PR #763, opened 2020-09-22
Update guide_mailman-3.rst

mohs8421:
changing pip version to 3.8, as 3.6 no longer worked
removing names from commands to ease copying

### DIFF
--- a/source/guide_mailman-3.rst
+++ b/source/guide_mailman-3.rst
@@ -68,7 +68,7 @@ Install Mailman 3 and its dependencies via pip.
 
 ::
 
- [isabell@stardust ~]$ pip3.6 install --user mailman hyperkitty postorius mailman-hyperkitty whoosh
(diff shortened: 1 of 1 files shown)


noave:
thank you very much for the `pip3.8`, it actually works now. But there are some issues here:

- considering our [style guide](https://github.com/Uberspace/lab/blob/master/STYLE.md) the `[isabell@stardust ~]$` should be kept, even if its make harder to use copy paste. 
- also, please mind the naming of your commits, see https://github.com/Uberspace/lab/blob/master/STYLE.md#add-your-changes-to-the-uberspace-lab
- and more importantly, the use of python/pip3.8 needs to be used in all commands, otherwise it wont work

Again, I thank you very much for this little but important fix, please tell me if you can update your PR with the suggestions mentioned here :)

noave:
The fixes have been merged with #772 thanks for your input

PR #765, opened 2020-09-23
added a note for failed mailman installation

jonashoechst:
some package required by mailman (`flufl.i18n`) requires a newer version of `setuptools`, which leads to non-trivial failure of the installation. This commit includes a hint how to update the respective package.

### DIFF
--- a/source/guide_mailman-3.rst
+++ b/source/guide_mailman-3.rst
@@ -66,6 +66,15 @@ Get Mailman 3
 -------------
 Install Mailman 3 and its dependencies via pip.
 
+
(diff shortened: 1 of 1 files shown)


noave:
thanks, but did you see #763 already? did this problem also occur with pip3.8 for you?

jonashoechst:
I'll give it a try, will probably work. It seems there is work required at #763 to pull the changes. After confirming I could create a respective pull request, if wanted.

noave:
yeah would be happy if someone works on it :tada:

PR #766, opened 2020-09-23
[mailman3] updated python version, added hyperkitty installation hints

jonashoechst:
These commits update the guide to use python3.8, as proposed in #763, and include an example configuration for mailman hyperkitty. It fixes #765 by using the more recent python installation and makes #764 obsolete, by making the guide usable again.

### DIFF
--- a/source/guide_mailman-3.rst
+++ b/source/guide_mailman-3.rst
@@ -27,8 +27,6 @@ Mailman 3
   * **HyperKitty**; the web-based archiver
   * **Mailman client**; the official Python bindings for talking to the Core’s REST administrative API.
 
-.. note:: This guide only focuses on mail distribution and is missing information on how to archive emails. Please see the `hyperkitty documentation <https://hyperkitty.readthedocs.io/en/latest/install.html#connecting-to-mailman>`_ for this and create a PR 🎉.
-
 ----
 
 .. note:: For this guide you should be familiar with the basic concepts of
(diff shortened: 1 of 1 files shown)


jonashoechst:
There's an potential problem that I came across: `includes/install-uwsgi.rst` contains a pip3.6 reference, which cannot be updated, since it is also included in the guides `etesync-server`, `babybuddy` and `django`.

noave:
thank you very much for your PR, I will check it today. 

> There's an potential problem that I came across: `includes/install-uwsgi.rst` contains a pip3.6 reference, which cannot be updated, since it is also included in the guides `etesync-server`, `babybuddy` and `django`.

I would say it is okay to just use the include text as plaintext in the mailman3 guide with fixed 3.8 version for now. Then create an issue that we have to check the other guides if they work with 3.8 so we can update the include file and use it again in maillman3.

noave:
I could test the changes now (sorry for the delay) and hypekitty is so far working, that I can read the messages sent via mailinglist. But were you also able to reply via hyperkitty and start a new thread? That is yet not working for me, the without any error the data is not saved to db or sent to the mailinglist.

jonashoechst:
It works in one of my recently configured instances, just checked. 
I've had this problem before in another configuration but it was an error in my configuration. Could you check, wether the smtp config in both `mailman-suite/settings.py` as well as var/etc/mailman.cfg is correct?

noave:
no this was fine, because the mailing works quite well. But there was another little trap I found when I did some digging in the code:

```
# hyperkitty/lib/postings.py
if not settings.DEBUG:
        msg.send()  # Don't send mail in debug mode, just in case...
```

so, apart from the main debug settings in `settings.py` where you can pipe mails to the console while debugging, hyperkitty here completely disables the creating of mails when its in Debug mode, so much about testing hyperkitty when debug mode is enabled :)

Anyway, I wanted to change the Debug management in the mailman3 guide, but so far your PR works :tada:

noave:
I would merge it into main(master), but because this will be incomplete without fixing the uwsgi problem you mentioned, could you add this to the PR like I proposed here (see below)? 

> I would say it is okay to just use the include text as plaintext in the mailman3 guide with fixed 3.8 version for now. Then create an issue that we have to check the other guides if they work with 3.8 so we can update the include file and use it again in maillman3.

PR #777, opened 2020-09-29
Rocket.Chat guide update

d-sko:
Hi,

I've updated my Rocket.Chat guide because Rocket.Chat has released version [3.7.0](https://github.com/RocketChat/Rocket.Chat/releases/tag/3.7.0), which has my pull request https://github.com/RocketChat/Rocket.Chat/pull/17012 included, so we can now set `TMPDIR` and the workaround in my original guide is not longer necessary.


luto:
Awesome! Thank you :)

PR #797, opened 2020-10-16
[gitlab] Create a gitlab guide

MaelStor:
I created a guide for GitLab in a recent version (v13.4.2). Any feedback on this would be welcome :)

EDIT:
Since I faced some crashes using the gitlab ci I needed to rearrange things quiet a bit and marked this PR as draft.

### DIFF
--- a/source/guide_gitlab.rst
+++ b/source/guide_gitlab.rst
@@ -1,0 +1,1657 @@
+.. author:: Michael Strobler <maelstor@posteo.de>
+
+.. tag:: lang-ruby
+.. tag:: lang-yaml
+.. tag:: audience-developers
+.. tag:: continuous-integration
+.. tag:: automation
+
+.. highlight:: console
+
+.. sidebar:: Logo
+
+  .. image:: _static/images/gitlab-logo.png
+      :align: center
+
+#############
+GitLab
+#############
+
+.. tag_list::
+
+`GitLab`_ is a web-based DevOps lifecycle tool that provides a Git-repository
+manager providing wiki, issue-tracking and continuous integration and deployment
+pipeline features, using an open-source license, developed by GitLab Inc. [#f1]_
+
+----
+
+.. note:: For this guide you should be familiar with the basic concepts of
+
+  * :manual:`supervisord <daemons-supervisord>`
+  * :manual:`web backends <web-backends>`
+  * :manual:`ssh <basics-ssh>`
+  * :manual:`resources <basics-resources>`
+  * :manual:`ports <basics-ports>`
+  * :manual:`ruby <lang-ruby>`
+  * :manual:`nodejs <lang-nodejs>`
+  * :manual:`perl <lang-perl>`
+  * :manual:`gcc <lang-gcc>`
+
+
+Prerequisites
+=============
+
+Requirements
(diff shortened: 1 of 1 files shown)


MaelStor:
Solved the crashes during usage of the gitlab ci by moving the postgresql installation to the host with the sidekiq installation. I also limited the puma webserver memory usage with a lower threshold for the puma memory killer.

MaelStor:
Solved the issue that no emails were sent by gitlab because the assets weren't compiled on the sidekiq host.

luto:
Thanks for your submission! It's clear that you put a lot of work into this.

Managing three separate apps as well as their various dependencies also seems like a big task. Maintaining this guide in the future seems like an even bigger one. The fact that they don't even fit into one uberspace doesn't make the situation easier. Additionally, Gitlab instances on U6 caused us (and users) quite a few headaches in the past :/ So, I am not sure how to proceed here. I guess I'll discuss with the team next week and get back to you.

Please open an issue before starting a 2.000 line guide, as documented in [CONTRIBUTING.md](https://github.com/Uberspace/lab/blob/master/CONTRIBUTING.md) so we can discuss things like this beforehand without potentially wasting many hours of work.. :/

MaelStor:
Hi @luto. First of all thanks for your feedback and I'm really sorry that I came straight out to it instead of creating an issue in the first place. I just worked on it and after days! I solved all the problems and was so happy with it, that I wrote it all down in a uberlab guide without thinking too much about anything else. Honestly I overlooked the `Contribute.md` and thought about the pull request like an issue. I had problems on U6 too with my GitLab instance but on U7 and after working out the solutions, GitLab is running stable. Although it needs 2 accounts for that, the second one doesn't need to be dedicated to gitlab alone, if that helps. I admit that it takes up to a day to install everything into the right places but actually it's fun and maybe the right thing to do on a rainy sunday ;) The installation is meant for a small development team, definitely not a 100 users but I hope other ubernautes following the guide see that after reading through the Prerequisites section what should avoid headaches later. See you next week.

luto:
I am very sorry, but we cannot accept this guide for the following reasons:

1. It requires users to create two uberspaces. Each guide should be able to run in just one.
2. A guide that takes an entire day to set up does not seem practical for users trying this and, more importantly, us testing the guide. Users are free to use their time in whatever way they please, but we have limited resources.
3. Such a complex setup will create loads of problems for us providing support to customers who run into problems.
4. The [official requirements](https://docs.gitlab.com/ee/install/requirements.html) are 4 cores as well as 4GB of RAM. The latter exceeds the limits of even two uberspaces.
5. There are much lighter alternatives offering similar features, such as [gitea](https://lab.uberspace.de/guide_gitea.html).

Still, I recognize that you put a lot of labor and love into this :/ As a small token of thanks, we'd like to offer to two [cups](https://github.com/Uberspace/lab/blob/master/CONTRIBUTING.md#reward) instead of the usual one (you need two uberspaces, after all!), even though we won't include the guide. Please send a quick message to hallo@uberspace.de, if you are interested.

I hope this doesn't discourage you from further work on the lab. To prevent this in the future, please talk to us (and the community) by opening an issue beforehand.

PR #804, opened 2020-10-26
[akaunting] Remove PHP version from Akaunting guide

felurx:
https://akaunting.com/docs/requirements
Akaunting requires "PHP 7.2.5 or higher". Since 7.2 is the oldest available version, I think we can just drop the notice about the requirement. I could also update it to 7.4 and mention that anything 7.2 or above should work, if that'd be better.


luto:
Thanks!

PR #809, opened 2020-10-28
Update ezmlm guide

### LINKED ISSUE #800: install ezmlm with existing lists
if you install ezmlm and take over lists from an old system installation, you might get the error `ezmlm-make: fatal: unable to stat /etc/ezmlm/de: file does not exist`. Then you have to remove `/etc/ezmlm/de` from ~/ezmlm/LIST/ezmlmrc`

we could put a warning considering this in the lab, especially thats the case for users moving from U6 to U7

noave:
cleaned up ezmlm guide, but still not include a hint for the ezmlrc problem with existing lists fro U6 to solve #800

=====

◆ **Task item**
Retype the entries exactly from the first line, stopping after the line with "- also, please".

◆ **Solution to this problem**
PR #763, opened 2020-09-22
Update guide_mailman-3.rst

mohs8421:
changing pip version to 3.8, as 3.6 no longer worked
removing names from commands to ease copying

### DIFF
--- a/source/guide_mailman-3.rst
+++ b/source/guide_mailman-3.rst
@@ -68,7 +68,7 @@ Install Mailman 3 and its dependencies via pip.
 
 ::
 
- [isabell@stardust ~]$ pip3.6 install --user mailman hyperkitty postorius mailman-hyperkitty whoosh
(diff shortened: 1 of 1 files shown)


noave:
thank you very much for the `pip3.8`, it actually works now. But there are some issues here:

- considering our [style guide](https://github.com/Uberspace/lab/blob/master/STYLE.md) the `[isabell@stardust ~]$` should be kept, even if its make harder to use copy paste. 
- also, please mind the naming of your commits, see https://github.com/Uberspace/lab/blob/master/STYLE.md#add-your-changes-to-the-uberspace-lab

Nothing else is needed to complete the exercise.